U*P = 9*int(e^(.05t))+C

U*P = 9*20e^(.05t) + C

U*P = 180e^(.05t) + C (divide by U)

P = 180 + Ce^(-.05t) (use initial conditions)

100 = 180 + C

C = -80

P = 180 - 80e^(-.05t)

This checks out with the initial conditions and rate equation, and when I plug in 21, I get

152.005, or 152 people.

Edited September 17, 2009 by brescher

[Guest]

171

hour #people #people to add

0 100

1 105

2 110

3 115

4 120 20x.05 =1 so rate now add 4

5 124 .075

6 128 1.4

7 132 1.6

8 136 1.8

9 140 2 now add 3

10 143 2.15

11 146 2.3

12 149 2.45

13 152 2.6

14 155 2.75

15 158 2.9

16 161 3.05 so now only add 2

17 163 3.15

18 165 3.25

19 167 3.35

20 169 3.45

21 171 3.55

Edited September 17, 2009 by fredcadet

[Guest]

165 people, after 20.812 hours

200 people, after 103.75 hours, beyond which the population doesn't grow.

Edited September 17, 2009 by ogden_tbsa

[Guest]

165 people at 1248 minutes

[Guest]

I took it to mean that the rate of increase decreased by 5% each time a person was born, which if that was the case I agree with Superprismatic's first guess of 136:

0.20/(0.95^0) + 0.20/(0.95^1) + 0.20/(0.95^2) + 0.20/(0.95^3) + ... + 0.20/(0.95^[x-1]) = 21 (where x is the number of people born in those 21 hours)

Which becomes:

0.20/(0.95^[x-1+1]) - 0.20 = 21/0.95 - 21

0.95^x = 0.95/6.2

x = ln(0.95/6.2)/ln(0.95)

x = 36.57... (Round down to 36)

so 136 people.

But evidently the OP meant this:

1/[5-0(0.05)] + 1/[5-1(0.05)] + 1/[5-2(0.05)] + 1/[5-3(0.05)] + ... + 1/[5-(x-1)(0.05)] = 21 (where x is the number of people born in those 21 hours)

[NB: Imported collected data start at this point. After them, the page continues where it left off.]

PR #2232, opened 2022-12-30
FW takeoff docs improvements

sfuhrer:
FW takeoff (and landing) docs are outdated. Major changes on the PX4 side came in lately through https://github.com/PX4/PX4-Autopilot/pull/20537 and https://github.com/PX4/PX4-Autopilot/pull/20557. This PR reflects the changes on the Takeoff side, the Landing side is still todo. 
I've moved all the takeoff docs/hints/param description to the Takeoff mode section (currently have also a section under the "flying 101" that is to a big part duplicated info). Maybe we can make it even clearer that this section applies to both takeoffs via mission and without mission in manually entered Takeoff flight mode. Also up for other ideas on where to place it @hamishwillee. 

@tstastny please check if the current controller logic is correctly resembled in the docs, and if you agree with the level of depth I propose here (there are ofc many more parameters that affect takeoffs, but listing them all removes focus from the important ones).


en/flight_modes/takeoff.md
```diff
@@ -31,47 +31,80 @@ Parameter | Description
...
 
 <span id="fixed_wing"></span>
-## Fixed Wing (FW)
+## Fixed-wing (FW)
+
+The aircraft takes off in the current direction (heading) using either *catapult/hand-launch mode* or *runway takeoff mode*.
+The mode defaults to catapult/hand launch, but can be set to runway takeoff by setting [RWTO_TKOFF](#RWTO_TKOFF) to 1.
+
+There are generally two ways to start an automatic takeoff on fixed-wing vehicles: either by planning a mission takeoff and starting the mission, or by switching to the Takeoff flight mode and arm the vehicle. Both ways lead to the same behavior, with the difference that in a mission takeoff, the user can specify the takeoff course (vehicle will track this course after being clear of the runway) and takeoff altitude (vehicle will climb to this altitude while staying on the takeoff course). For the non-mission takeoff, the course is set to the vehicle heading on arming, and the altitude is set to [MIS_TAKEOFF_ALT](#MIS_TAKEOFF_ALT).
```
hamishwillee, line 39: Layout to my taste
```suggestion
There are generally two ways to start an automatic takeoff on fixed-wing vehicles: either by planning a mission takeoff and starting the mission, or by switching to the Takeoff flight mode and arm the vehicle.
Both methods lead to very similar behavior, with the difference being that in a mission takeoff, the user can specify the takeoff course (vehicle will track this course after being clear of the runway) and takeoff altitude (vehicle will climb to this altitude while staying on the takeoff course).
For the non-mission takeoff, the course is set to the vehicle heading on arming, and the altitude is set to [MIS_TAKEOFF_ALT](#MIS_TAKEOFF_ALT).

```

My question is, is there a way to simplify and solve for x here like above or do we have to use a spreadsheet or something similar and brute force it?

[Guest]

167 people.

Hour 1 - new person born every 12 minutes

Hour 2 - new person born every 12.6 minutes

Hour 3 - new person born every 13.23 minutes

etc...

Hour 21 - new person born every 31.83 minutes

At hour 21 67.31 people have been added but you can't have 0.31 of a person so 67 perople have been added. 167 is the answer.

[Guest]

165 it is!

[Guest]

The population at 21 hours is 165 persons since the last one arrived at 20h48m43s. The next will not arrive for 23 minute more. The final population of this progression will be 200 persons at 4d7h44m51s at which the rate will become zero and as such no more new arrivals, therefore the rate will not change from zero.